From public speaking to face-to-face conversations, here are some tips from world-class astrophysicist Neil deGrasse Tyson to help you become a good debater:

 

  • Generate curiosity. One of the things you need to know as a science communicator—or any communicator—is how to generate curiosity in your audience. Sometimes this means giving your audience less instead of more. Take the shape of the Earth, for example, which Neil can describe with varying degrees of nuance and specificity. How he describes it, though, is dictated by the audience to whom he is speaking. “In a first pass, the shape of the Earth is a sphere,” he says. “Do you want to know more? Okay. Earth is not actually a perfect sphere—it’s slightly flattened pole to pole, a little wider at the equator. We have a word for this in mathematics. It’s called an oblate spheroid.” So you need to ask yourself: What is the interest level of my audience, and what topics matter most in my conversation with them? On the other hand, if your audience contains specialists or people who are well educated on the subject, give them more. “Being as effective as you possibly can doesn’t mean telling someone everything you could possibly know about something.

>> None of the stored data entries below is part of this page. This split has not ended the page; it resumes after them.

PR #1106, opened 2024-09-02
Life cycle event manager implementation

### LINKED ISSUE #1064: Implement MockLifecycleEventManager.registerEventHandler

### Describe the feature

I'm working on a command framework and would like to mock the registration of commands using the `LifecycleEventManager` as described here https://docs.papermc.io/paper/dev/commands

### LINKED ISSUE #1352: Add support for the MessageComponentSerializer

### Describe the feature

The [MessageComponentSerializer](https://jd.papermc.io/paper/1.20.6/io/papermc/paper/command/brigadier/MessageComponentSerializer.html) was added to the paper api in 1.20.6 and I'd like a mock for it to properly test my [custom argument types](https://docs.papermc.io/paper/dev/command-api/basics/custom-arguments).

See #586

Thorinwasher:
# Description
Fixes #1064

One note currently is that I don't know exactly how to test this implementation, this pr is therefore a draft at the moment.

# Checklist


Thorinwasher:
I just realized how nested the lifecycle event stuff is. I will put this pr on hold until I become smart enough to figure this out (If anyone has a clue here, just make a pr to this pr or something)

EnriqueGambra:
Any updates on this PR? I would love to see this get merged in eventually :)

Thorinwasher:
> Any updates on this PR? I would love to see this get merged in eventually :)

The logic for life cycle event stuff is just so nested. It will probably take a while until I get back to this, I honestly can't find the full implementation

CronixZero:
It probably isn't possible to implement this for at least the command registration, right? Currently, Paper Plugins using this functionality aren't able to be tested

Thorinwasher:
> It probably isn't possible to implement this for at least the command registration, right?

Implementing lifecycle event command registration is/was the main purpose of this pull request. That's where I kind of gave up on it with the specified reason. I will go back and take a look on it sooner or later.

src/main/java/org/mockbukkit/mockbukkit/command/brigadier/DummyCommandSender.java
```diff
@@ -0,0 +1,147 @@
...
+import org.bukkit.plugin.Plugin;
+import org.jetbrains.annotations.NotNull;
+import org.jetbrains.annotations.Nullable;
+import org.mockbukkit.mockbukkit.MockBukkit;
+
+import java.util.Set;
+import java.util.UUID;
+
+public class DummyCommandSender implements CommandSender
+{
```
4everTheOne, line 18: Can you include a comment in the empty methods please?

src/main/java/org/mockbukkit/mockbukkit/command/brigadier/bukkit/BukkitBrigadierForwardingMapMock.java
```diff
@@ -0,0 +1,397 @@
...
+import java.util.HashMap;
+import java.util.Iterator;
+import java.util.Map;
+import java.util.Objects;
+import java.util.Set;
+import java.util.Spliterator;
+import java.util.function.Consumer;
+import java.util.stream.Stream;
+
+public class BukkitBrigadierForwardingMapMock extends HashMap<String, Command>
```
4everTheOne: Should we extend the HashMap? Can't we use more generic type like AbstractMap or Map interface?

src/main/java/org/mockbukkit/mockbukkit/exception/PaperTagListenerManagerMock.java
4everTheOne, line 1: Is this file needed? Looks like it's empty

src/main/java/org/mockbukkit/mockbukkit/plugin/PluginMock.java
```diff
@@ -65,7 +66,7 @@ private Builder()
 		 * @param onLoad What to run on load
 		 * @return This builder
 		 */
-		public Builder withOnLoad(@NotNull Runnable onLoad)
```
4everTheOne, line 68: This change will break the retro compatibility, due to method signature change. Should we keep a copy from the old function signature (marked as deprecated) and redirect to the new method?

4everTheOne (changes requested):
Additionally to the previous comments, can you please take a look at the issues reported by sonar with severity Blocker and High? Thank you 🙂

src/main/java/org/mockbukkit/mockbukkit/command/brigadier/bukkit/BukkitBrigadierForwardingMapMock.java
Thorinwasher: Seems like the only methods that needs to be implemented when switching from hashmap is the equals method and to string method. Should we switch?

4everTheOne: I think so :)

4everTheOne (commented):
Sorry for the delay in the response.
Seems good to me! Just looks like we have a unit test failing

Thorinwasher:
> Sorry for the delay in the response. Seems good to me! Just looks like we have a unit test failing

No problem there, we all have other missions in life as well 😛. Seems like the test were failing because of an API behavior change. I also changed bukkit brigadier forwarding map to now inherit from AbstractMap

Thorinwasher:
Another note is that I have tested this locally on a plugin for the command system, it seems to function properly. But that got me thinking, this command executor that is currently used follows the behavior of a paper server, i.e. when a command fails, it sends the exception message only to the command executor if it is an instance of a brigadier exception (that I've forgotten the name of).

There should actually be some usecases with implementing our own command executor, that forwards the exception to the test, where you can simply do simple tests like this:
```java
registerCommand();
assertThrows(MyBrigadierCommandException.class, () -> executor.performCommand("invalid command"));
assertDoesNotThrow(() -> executor.performCommand("valid command"));
```
That's definitely for a different pr though

4everTheOne (approved):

  • Know your audience. Neil speaks to a wide range of crowds: from the rap-savvy viewership that follows the television show Desus & Mero to military audiences driven by a sense of mission. He never approaches one audience the same way as another. To communicate effectively, you need to know your audience. Real communication comes partly from being able to read the room. Are the people you’re addressing engaged with what you’re saying? Drifting off? What’s their body language and eye contact like? How are they reacting to the content? Paying attention to these things will give you a better shot at getting there. Neil also has audience-specific pointers to think about their point of view. If you’re speaking to children, your vocabulary and syntax needs to be simpler, and you’d be smart to brush up on recent family-friendly movies or music that can act as reference points. Senior audiences are typically easier to reach: They respond well to references from the past, especially to time periods they’ve lived through (a war, for instance). Adding historical context will help your subject feel connected to you. For hipper audiences, try leaning heavily on pop culture references.

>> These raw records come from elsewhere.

PR #1107, opened 2024-09-02
Create new `Build` workflow without unused scripts

Thorinwasher:
# Description
I just saw that the readme `build` sign does not show any relevant information at all; it just shows the status of the latest workflow run which is run on every pr change. I think these changes would make it clearer, if even make the pull requests compile slightly faster as I removed some steps for the `Build` workflow

# Checklist


4everTheOne:
I like this approach, it makes the pipelines cleaner!

Edit: The only downside related with this, is that we have repeated steps in both the pipeline, but I don't think it's an issue

Thorinwasher:
> I like this approach, it makes the pipelines cleaner!
> 
> Edit: The only downside related with this, is that we have repeated steps in both the pipeline, but I don't think it's an issue

Yep, I had to repeat some things there, as I'm scared of doing any real changes on the workflow, and it's probably also a good idea to run tests when pushing to main as well anyhow.

Extra: there's also the good old DRY(UINTM) ((don't repeat yourself unless it's not that much)). We could technically reduce the size of the script that initiates gradle stuff, ~~but that means actually touching the workflow, which is a big nono~~ meh let's do that (there already exist premade step that does this)

Thorinwasher:
There we go, I decreased code duplication by using an already premade step for gradle caches. I noticed that the cache does not seem to cache the gradle distribution, with this new current build pipeline. This might be because the caches can by default only be modified by pipelines triggered from the main branch.

thelooter (approved):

  • Be vibrant. Documentaries typically book on-screen experts—otherwise known as “talking heads”—to share their erudition on a subject. But their ability to communicate is not always equal to their expertise: often they don’t understand techniques that help get complicated ideas across. Emotion and humanity—smiling, expressing sadness, using hands or eyebrows or body language or facial expressions—help frame the words you use. They’re as critical as language when it comes to communication. Here are a few of Neil’s tips for transmitting information: Move around rather than standing behind a podium, develop a sense of physicality and body awareness to use on stage as a communicator, and add a little vocal oomph by modulating your voice to add emotion or drama to your language—but make sure it’s not gratuitously but genuinely. Your delivery and tone of voice should demonstrate your joy.
  • Use humor. Neil watches a lot of stand-up comedy because he considers comedians to be engaging performers who hold their audiences in the palms of their hands. From watching stand-up, Neil has learned a lot about riffing on news headlines and pop culture, not to mention spotting things the rest of us usually miss. Using rhythm, tone, and powers of observation, comics are good communicators, and Neil thinks you can learn a lot from them, too—particularly when it comes to humor. “Humor matters,” Neil says. “If you can get people to laugh while they’re learning, you’ve got ’em. You can feed ’em everything. And that’s why humor is a fundamental part of how I communicate.”

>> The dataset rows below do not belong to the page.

PR #1112, opened 2024-09-04
Implemented collidesAt and wouldCollideUsing

4everTheOne:
# Description
Implements the collision detection in entity.

# Checklist

### DIFF
--- a/src/main/java/be/seeseemelk/mockbukkit/entity/EntityMock.java
+++ b/src/main/java/be/seeseemelk/mockbukkit/entity/EntityMock.java
@@ -1399,15 +1399,13 @@ public abstract class EntityMock extends Entity.Spigot implements Entity, Messag
 	@Override
 	public boolean collidesAt(@NotNull Location location)
 	{
-		// TODO Auto-generated method stub
-		throw new UnimplementedOperationException();
+		return getBoundingBox().contains(location.toVector());
 	}
 
 	@Override
 	public boolean wouldCollideUsing(@NotNull BoundingBox boundingBox)
 	{
-		// TODO Auto-generated method stub
-		throw new UnimplementedOperationException();
+		return getBoundingBox().overlaps(boundingBox);
 	}
 
 	@Override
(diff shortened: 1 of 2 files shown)


src/main/java/be/seeseemelk/mockbukkit/entity/EntityMock.java
```diff
@@ -1399,15 +1399,13 @@ public boolean isInPowderedSnow()
 	@Override
 	public boolean collidesAt(@NotNull Location location)
 	{
-		// TODO Auto-generated method stub
-		throw new UnimplementedOperationException();
```
Thorinwasher, line 1403: I think the paper implementation has some more details to it. For example if entity is instance of armorstand and this paper config property is false `entities.armorStands.doCollisionEntityLookups`, return false. (Do we even have an paper config mock?)

I think there's some more things to this, but I honestly can't comprehend it, seems tideous to mock properly. Something something about checking against blocks and world border.

src/main/java/be/seeseemelk/mockbukkit/entity/EntityMock.java
```diff
@@ -1399,15 +1399,13 @@ public boolean isInPowderedSnow()
...
+		return getBoundingBox().contains(location.toVector());
 	}
 
 	@Override
 	public boolean wouldCollideUsing(@NotNull BoundingBox boundingBox)
 	{
-		// TODO Auto-generated method stub
-		throw new UnimplementedOperationException();
+		return getBoundingBox().overlaps(boundingBox);
```
Thorinwasher, line 1408: Same can be said about this implementation as with the previous comment

src/main/java/be/seeseemelk/mockbukkit/entity/EntityMock.java
4everTheOne: That's correct, but at the moment we don't have a mock for _PaperConfigurations_, only for _ServerConfiguration_.
How should we address this?

Thorinwasher: > That's correct, but at the moment we don't have a mock for _PaperConfigurations_, only for _ServerConfiguration_. How should we address this?

Let's  not address this then // just ignore that behavior.

Thorinwasher (approved):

  • Write things down. Language and writing are hugely important to Neil because he uses his books and essays to work out ideas he’ll use elsewhere. “Ninety percent of the sentences that come out of my mouth [are ones that] I have previously written down,” he says. Writing allows you to organize and rework ideas, to play with structure in a way that spoken language doesn’t. If you’re unfamiliar with the practice of writing, start by creating a habit you can stick to. Consider keeping a daily journal in which you jot down your personal observations of the world; maybe it means starting a blog where you can practice the actual craft of writing (syntax, grammar, word choice). However you pursue the written word, keep at it—writing will only serve you well when speaking.
 
 

Neil deGrasse Tyson is the director of New York’s Hayden Planetarium and an astrophysicist at the American Museum of Natural History. Between his decade writing a column for Natural History magazine, bestselling books (including 2017’s Astrophysics for People in a Hurry), his podcast and TV show StarTalk, his many television and radio appearances, and his nearly 14 million Twitter followers, he’s become perhaps the world’s most recognizable living scientist. He’s bantered countless times with Stephen Colbert on late-night television, made a cameo on The Simpsons, and spoken with filmmaker Christopher Nolan about what happens when you approach a black hole.